By the late 1960s, one-fifth of students were majoring in business, nursing or one of the liberal arts, non-education areas.

Today’s University

The 1950s and ‘60s brought a construction boom, with much of the western part of campus being built including McKee, Candelaria and Butler-Hancock halls, and Michener Library.
By the time the institution was renamed the University of Northern Colorado in 1970, it had two colleges and six schools. Fast forward to today, the university’s foundation remains teacher education.

“Our story from normal school to college to university really reflects how UNC has responded to the changing context around it,” says Robbyn Wacker, UNC provost and senior vice president. “Our continued preeminence in teacher preparation remains a great point of pride for our institution. It is the foundation on which we’ve built a comprehensive set of exceptional programs.”

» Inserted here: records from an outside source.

PR #20, opened 2026-03-22
Feature/auth package api

RivkyKlapholtz:


backend/app/ai/agents/build.py
```diff
@@ -45,11 +45,19 @@ def __init__(self, **kwargs) -> None:
...
     # -- Entry point --
 
     @observe(name="build-agent-run")
-    async def run(self, content: str, case_ids: list[str] | None = None) -> None:
+    async def run(
+        self,
+        content: str,
+        case_ids: list[str] | None = None,
+        *,
+        package_api_authorization: str | None = None,
```
88roy88: why are we taking `self._package_api_authorization` both in the init and here? lets keep it only in the init?

backend/src/flow44/api/chat.py
```diff
@@ -83,17 +83,24 @@ async def _receive_actions() -> None:
                 selected_model: str | None = data.get("model")
                 case_ids: list[int] = data.get("caseIds") or []
 
+                raw_pkg_auth = data.get("packageApiAuthorization")
```
88roy88: I think we should do this in the handshake and not in each action.

backend/src/flow44/api/chat.py
```diff
@@ -83,17 +83,24 @@ async def _receive_actions() -> None:
...
                 # Emit user_message event (for frontend history reconstruction)
                 user_event: dict = {"type": "user_message", "content": user_content}
                 if case_ids:
                     from app.api.package_api import _package_search
+
                     case_names: list[str] = []
                     for cid in case_ids:
                         try:
-                            results = await _package_search(str(cid))
+                            results = await _package_search(str(cid), authorization=package_api_authorization)
```
88roy88: I know its me and not you, but I think this step should be part of the Build Agent, can you move it inside?

backend/src/flow44/api/package_api.py
```diff
@@ -18,56 +19,91 @@
 
 router = APIRouter(prefix="/api/package", tags=["package"])
 
+# APIKeyHeader (not Header(alias=...)) so Swagger UI actually sends Authorization on Try it out.
+_package_authorization = APIKeyHeader(name="Authorization", auto_error=False)
```
88roy88: I think we will want the auth to be on all the endpoints. don't we? this way we could also make the projects private to a specific user and allow login to our system only if you are connected to flow. I want this to be an Auth middleware.
read:
`https://fastapi.tiangolo.com/tutorial/middleware`
`https://fastapi.tiangolo.com/advanced/security/http-basic-auth/?h=auth`

backend/src/flow44/api/package_api.py
```diff
@@ -18,56 +19,91 @@
...
 
     try:
-        return await _client().search(query_or_id)
+        return await _client(authorization=authorization).search(query_or_id)
     except PackageApiUpstreamError as e:
-        raise HTTPException(status_code=502, detail=str(e)) from e
+        raise _map_upstream_error(e) from e
+
+
+def _normalize_package_auth(raw: str | None) -> str | None:
```
88roy88: not sure its needed.

backend/src/flow44/api/package_api.py
```diff
@@ -18,56 +19,91 @@
...
 
-def _client() -> PackageApiClient:
-    return PackageApiClient(base_url=settings.PACKAGE_API_BASE_URL)
 
+def _client(*, authorization: str | None) -> PackageApiClient:
+    return PackageApiClient(base_url=settings.PACKAGE_API_BASE_URL, authorization=authorization)
 
-async def _package_search(query_or_id: str) -> list[Any]:
+
+def _map_upstream_error(e: PackageApiUpstreamError) -> HTTPException:
```
88roy88: I prefer us to just return 401 as well. no need this function

backend/src/flow44/api/package_api.py
88roy88: also, we will want to add jwt validation :)

88roy88 (changes requested):

backend/src/flow44/api/package_api.py
RivkyKlapholtz: Long term, I agree we’ll want unified auth across the system. However, the current code is handling Authorization forwarding to the Package API, which is a separate concern. A proper full auth solution would need broader design across HTTP, WebSocket, and project ownership.

backend/src/flow44/api/package_api.py
RivkyKlapholtz: This function is small, but it is still useful:

def _normalize_package_auth(raw: str | None) -> str | None:
    if raw is None:
        return None
    stripped = raw.strip()
    return stripped or None

What it does:

None stays None
a whitespace-only value becomes None
" Bearer abc " becomes "Bearer abc"

That is helpful because it keeps the input clean before passing it forward.

Why it is useful:

prevents forwarding an empty or whitespace-only header
keeps the normalization logic in one place
avoids repeating .strip() or None in multiple endpoints
makes the intent clearer

Is it strictly required?
No. The logic could be written inline, for example:

authorization = authorization.strip() or None if authorization else None

But that is a bit less readable and less reusable.

backend/src/flow44/api/package_api.py
RivkyKlapholtz: This function makes an important distinction:

if the upstream returns 401, we return 401
otherwise we return 502, because this is an upstream/proxy failure, not a client auth failure

Returning 401 for every upstream error would be misleading for cases like 500, 404, 503, or timeout.

The helper function is also useful because it keeps this mapping logic in one place instead of duplicating

**what do you say?**

backend/src/flow44/api/package_api.py
RivkyKlapholtz: Yes as a future direction, but not as an immediate replacement for this code.

JWT validation is part of a full authentication system.
The current code does not try to validate JWTs — it only reads the Authorization header and forwards it to the upstream service.

So:

if this backend is only acting as a proxy to the Package API, local JWT validation may not be needed right now
if the system is supposed to trust the JWT and identify users itself, then proper validation is required

Conclusion: the comment is valid as a roadmap item, but not as a strong criticism of this PR by itself, unless the original requirement was to implement real system auth.

**Noa told me that the focused goal of the current branch is to add authentication with FLAPI, and nothing beyond that.**

backend/src/flow44/ai/agents/build.py
```diff
@@ -40,16 +40,19 @@
 # TODO: maybe split this into two agents and get rid of the approval event stuff?
 # TODO: or think about how to add support for it in the Flow framework.
 class BuildAgent(BaseAgent):
-    def __init__(self, **kwargs: Any) -> None:
+    def __init__(
+        self,
+        *,
```
88roy88, line 45: not sure I understand why the put in after the *. why did you choose this? (might be fine, just want to understand)

backend/src/flow44/ai/agents/build.py
```diff
@@ -40,16 +40,19 @@
...
+        package_api_authorization: str | None = None,
+        **kwargs: Any,
+    ) -> None:
         super().__init__(**kwargs)
         self._state = BuildState(session_id=self.session_id, project_id=self.project_id, model=self.model)
         self._observation_id: str | None = None
-        # Pause/resume for plan approval
```
88roy88, line 48: can we keep this comment for now

backend/src/flow44/ai/agents/build.py
```diff
@@ -180,15 +183,10 @@ async def _accept_plan(self) -> None:
 
     async def _fetch_and_analyze_case(self, package_id: str) -> dict[str, Any] | None:
```
88roy88: we renamed case to data_source (thats why I wanted you merge main into your code :) )

backend/src/flow44/ai/agents/build.py
```diff
@@ -212,7 +210,7 @@ async def _fetch_and_analyze_case(self, package_id: str) -> dict[str, Any] | Non
                 analysis = {
```
88roy88: as the exception says, lets fail the build if we failed to fetch the cubes

backend/src/flow44/integrations/data_source_cases.py
```diff
@@ -0,0 +1,64 @@
+from __future__ import annotations
```
88roy88, line 1: we already have the intergrations folder for this, why another one?

backend/src/flow44/ai/agents/build.py
RivkyKlapholtz: The `*` makes `package_api_authorization` a keyword-only argument.
So it must be passed explicitly as:

```python
BuildAgent(package_api_authorization="Bearer ...", ...)
```

and not positionally.

I chose it for clarity and safety rather than because it is functionally required. Since `BuildAgent` is already keyword-oriented (`**kwargs` passed through to `BaseAgent`), this makes the call sites more explicit, self-documenting, and less error-prone during refactors.

That said, if we prefer a simpler signature, removing the `*` would also work.

backend/src/flow44/ai/agents/build.py
```diff
@@ -69,9 +73,20 @@ async def run(self, content: str, data_source_ids: list[str] | None = None) -> N
...
+            failures = [r for r in results if isinstance(r, Exception)]
+            if failures:
+                await self.emit(
+                    {
+                        "type": "error",
+                        "message": "Build aborted: failed to fetch required data source data.",
+                    }
+                )
+                await self.emit({"type": "phase", "phase": "idle"})
+                return
```
88roy88, line 86: why return and not raise?

backend/src/flow44/ai/agents/build.py
```diff
@@ -41,16 +41,20 @@
 # TODO: maybe split this into two agents and get rid of the approval event stuff?
 # TODO: or think about how to add support for it in the Flow framework.
 class BuildAgent(BaseAgent):
-    def __init__(self, **kwargs: Any) -> None:
+    def __init__(
+        self,
+        *,
+        flapi_api_authorization: str | None = None,
```
88roy88: im wondering if we should call it flapi here or data_source. we want to keep it decoupled. wdyt

backend/src/flow44/ai/agents/build.py
```diff
@@ -69,9 +73,20 @@ async def run(self, content: str, data_source_ids: list[str] | None = None) -> N
         if self._state.data_source_ids:
             await self.emit({"type": "phase", "phase": "fetching_data_sources"})
             results = await asyncio.gather(
-                *[self._fetch_and_analyze_data_source(sid) for sid in self._state.data_source_ids]
+                *[self._fetch_and_analyze_data_source(sid) for sid in self._state.data_source_ids],
+                return_exceptions=True,
```
88roy88: by adding return_exceptions, we just wait for others to complete, I think that we want to fail fast in this case. 
so we also dont need `failures`

backend/src/flow44/ai/agents/build.py
```diff
@@ -223,13 +228,18 @@ async def _fetch_and_analyze_data_source(self, data_source_id: str) -> dict[str,
                 **analysis,
             }
 
+        except LookupError as e:
+            await self.emit({"type": "data_source_error", "message": f"Data source {data_source_id} not found"})
+            raise RuntimeError(f"Data source fetch failed for {data_source_id}: not found") from e
         except FlapiUpstreamError as e:
```
88roy88: remove the specific exception then

backend/src/flow44/ai/agents/build.py
```diff
@@ -223,13 +228,18 @@ async def _fetch_and_analyze_data_source(self, data_source_id: str) -> dict[str,
...
             await self.emit({"type": "data_source_error", "message": f"Failed to fetch data source: {e}"})
-            return None
-        except Exception:
+            raise RuntimeError(f"Data source fetch failed for {data_source_id}: upstream error") from e
+        except RuntimeError:
```
88roy88, line 232: no need to capture

backend/src/flow44/ai/prompts/templates/architecture.jinja2
```diff
@@ -39,6 +39,6 @@ Sample data:
 ```json
 {{ ctx.sample_data_json }}
 ```
-Endpoint: `${API_BASE}/api/data-source/{{ ctx.data_source_id }}/run` (import API_BASE from src/config.ts)
+Endpoint: `${API_BASE}/api/data-source/{{ ctx.data_source_id }}/run` (import API_BASE from src/config.ts) with `Authorization` header from localStorage key `flowbolt.flapiApiToken`
```
88roy88: this is a great question, how will the child app will get the token, not sure that the auth should be at localStorage

88roy88: we might want to inject something.

backend/src/flow44/ai/state.py
```diff
@@ -25,3 +25,7 @@ class BuildState(BaseModel):
     phase: str = "idle"
 
     model_config = {"arbitrary_types_allowed": True}
+
+
+# Pydantic v2: ensure forward refs are resolved for runtime model creation.
+BuildState.model_rebuild()
```
88roy88: I dont think this is needed.

backend/src/flow44/api/chat.py
```diff
@@ -73,13 +83,17 @@ async def _forward_events() -> None:
...
+    async def _receive_actions() -> None:  # noqa: C901, PLR0912, PLR0915
+        flapi_api_authorization: str | None = None
         while True:
             raw = await websocket.receive_text()
             data = json.loads(raw)
             msg_type = data.get("type")
 
-            if msg_type == "message":
+            if msg_type == "auth":
+                raw_auth = data.get("flapiApiAuthorization")
```
88roy88: same question about the naming

backend/src/flow44/api/flapi_api.py
88roy88: lets remove all references to flapi, including file name, all should be data sources (we will call it flapi in the integration only)

backend/src/flow44/db/database.py
```diff
@@ -45,12 +45,171 @@ async def reset() -> None:
...
 
-async def init_db() -> None:
+async def init_db() -> None:  # noqa: C901
     from sqlmodel import SQLModel  # noqa: PLC0415
 
     import flow44.db.chat  # noqa: F401, PLC0415
     import flow44.db.events  # noqa: F401, PLC0415
     import flow44.db.project  # noqa: F401, PLC0415
 
+    def _ensure_sqlite_projects_columns(conn: Any) -> None:
```
88roy88: what is this? we dont need this migrations anymore

backend/ruff.toml
```diff
@@ -132,3 +132,4 @@ line-ending = "auto"
 "tests/*" = ["S101"]
 "*/test_*.py" = ["S101"]
 "*_test.py" = ["S101"]
+"src/flow44/db/database.py" = ["S608"]
```
88roy88: remove after removing migration code

88roy88 (approved):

Wacker points to UNC’s other hallmarks — business, nursing, performing and visual arts and strong liberal arts programs.

“As an educator and an administrator I was thrilled to come to UNC," Wacker says. "This institution is the perfect distillation of all the things I value in higher education — student-centered classrooms with the ability to do research."

She also points to the university’s dedicated faculty, its graduate programs
and other unique things happening all over campus including cutting-edge research in everything from cancer rehabilitation to autism.

“From its beginning as a teacher’s college, our university has been guided by a spirit of innovation grounded in the very real needs of our community,” she says. “What we offer here, and what we’ll continue to offer for the next 125 years, is a student-centered academic experience that’s uniquely responsive to the demands of our times.” NV


People on horseback and in horse-drawn buggies and carriages gather June 13, 1890, to participate in the cornerstone dedication and ceremony for the Normal School Building, later to become Cranford Hall. Numerous people stand on the partially constructed foundation behind an unidentified speaker. The cornerstone is held aloft by a wooden crane.